Start of DATA TO EXAMINE
PR #270, opened 2016-12-03
add test for getVersion

elharo:
@joaoandremartins @meltsufin @briandealwis @chanseokoh

### DIFF
--- a/src/main/java/com/google/cloud/tools/appengine/cloudsdk/internal/process/DefaultProcessRunner.java
+++ b/src/main/java/com/google/cloud/tools/appengine/cloudsdk/internal/process/DefaultProcessRunner.java
@@ -106,9 +106,9 @@ public class DefaultProcessRunner implements ProcessRunner {
       }
 
       processBuilder.command(command);
-
+      
       Process process = processBuilder.start();
-
+      
       // Only handle stdout or stderr if there are listeners.
       if (!stdOutLineListeners.isEmpty()) {
         handleStdOut(process);
--- a/src/main/java/com/google/cloud/tools/appengine/cloudsdk/internal/process/DefaultProcessRunner.java
+++ b/src/main/java/com/google/cloud/tools/appengine/cloudsdk/internal/process/DefaultProcessRunner.java
@@ -141,7 +141,7 @@ public class DefaultProcessRunner implements ProcessRunner {
     this.environment = environment;
   }
 
-  private void handleStdOut(final Process process) {
+  private void handleStdOut(Process process) {
     final Scanner stdOut = new Scanner(process.getInputStream(), Charsets.UTF_8.name());
     Thread stdOutThread = new Thread("standard-out") {
       @Override
@@ -159,7 +159,7 @@ public class DefaultProcessRunner implements ProcessRunner {
     stdOutThread.start();
   }
 
-  private void handleErrOut(final Process process) {
+  private void handleErrOut(Process process) {
     final Scanner stdErr = new Scanner(process.getErrorStream(), Charsets.UTF_8.name());
     Thread stdErrThread = new Thread("standard-err") {
       @Override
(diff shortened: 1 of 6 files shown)


src/main/java/com/google/cloud/tools/appengine/cloudsdk/internal/process/StringBuilderProcessOutputLineListener.java
```diff
@@ -19,23 +19,23 @@
...
+  private final StringBuffer buffer = new StringBuffer();
 
   public StringBuilderProcessOutputLineListener() {
-    stringBuilder = new StringBuilder();
   }
 
   @Override
-  public void onOutputLine(String line) {
-    stringBuilder.append(line);
+  public synchronized void onOutputLine(String line) {
```
chanseokoh: I'm not sure if `synchronized` is necessary. Particularly for `onOutputLine()`, only one thread calls this method if I'm not mistaken. For `toString()` below, `buffer` is thread-safe, so I think we are good.

src/main/java/com/google/cloud/tools/appengine/cloudsdk/internal/process/DefaultProcessRunner.java
```diff
@@ -106,9 +106,9 @@ public void run(String[] command) throws ProcessRunnerException {
       }
 
       processBuilder.command(command);
-
+      
       Process process = processBuilder.start();
-
+
```
briandealwis: Looks like whitespace introduced?

src/main/java/com/google/cloud/tools/appengine/cloudsdk/internal/process/StringBuilderProcessOutputLineListener.java
```diff
@@ -19,23 +19,23 @@
...
+    buffer.append(line);
   }
 
   @Override
-  public String toString() {
-    return stringBuilder.toString();
+  public synchronized String toString() {
```
briandealwis: [@chanseokoh's logic](https://github.com/GoogleCloudPlatform/appengine-plugins-core/pull/270/files#r90747480) seems to apply here.

src/main/java/com/google/cloud/tools/appengine/cloudsdk/process/ProcessOutputLineListener.java
```diff
@@ -20,6 +20,7 @@
 
 /**
  * Line output listener for {@link DefaultProcessRunner}.
+ * Warning: all implementations must be thread safe.
```
briandealwis: An explanation here would be useful: it took me a minute or two to puzzle through.  _The process writes lines, and any consumers listen from the lines._

src/main/java/com/google/cloud/tools/appengine/cloudsdk/internal/process/StringBuilderProcessOutputLineListener.java
```diff
@@ -19,23 +19,23 @@
...
 
   public StringBuilderProcessOutputLineListener() {
-    stringBuilder = new StringBuilder();
   }
 
   @Override
-  public void onOutputLine(String line) {
-    stringBuilder.append(line);
+  public synchronized void onOutputLine(String line) {
+    buffer.append(line);
```
briandealwis: Hmm, this implementation has a flaw in that multiple lines will be catenated together without a newline. Doesn't matter for JSON or single-line output.  Might be worth adding a note to the class javadoc to this effect rather than trying to fix this.

elharo: I thought maybe the nextLine method included the line terminator, but looking at the JavaDoc, nope. So that's another bug. Next PR, I think.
End of DATA TO EXAMINE
**EXERCISE REQUIREMENTS**
Throughout the material above, find each line with "handleStdOut" and return it.

**EXERCISE RESULT**
         handleStdOut(process);
-  private void handleStdOut(final Process process) {
+  private void handleStdOut(Process process) {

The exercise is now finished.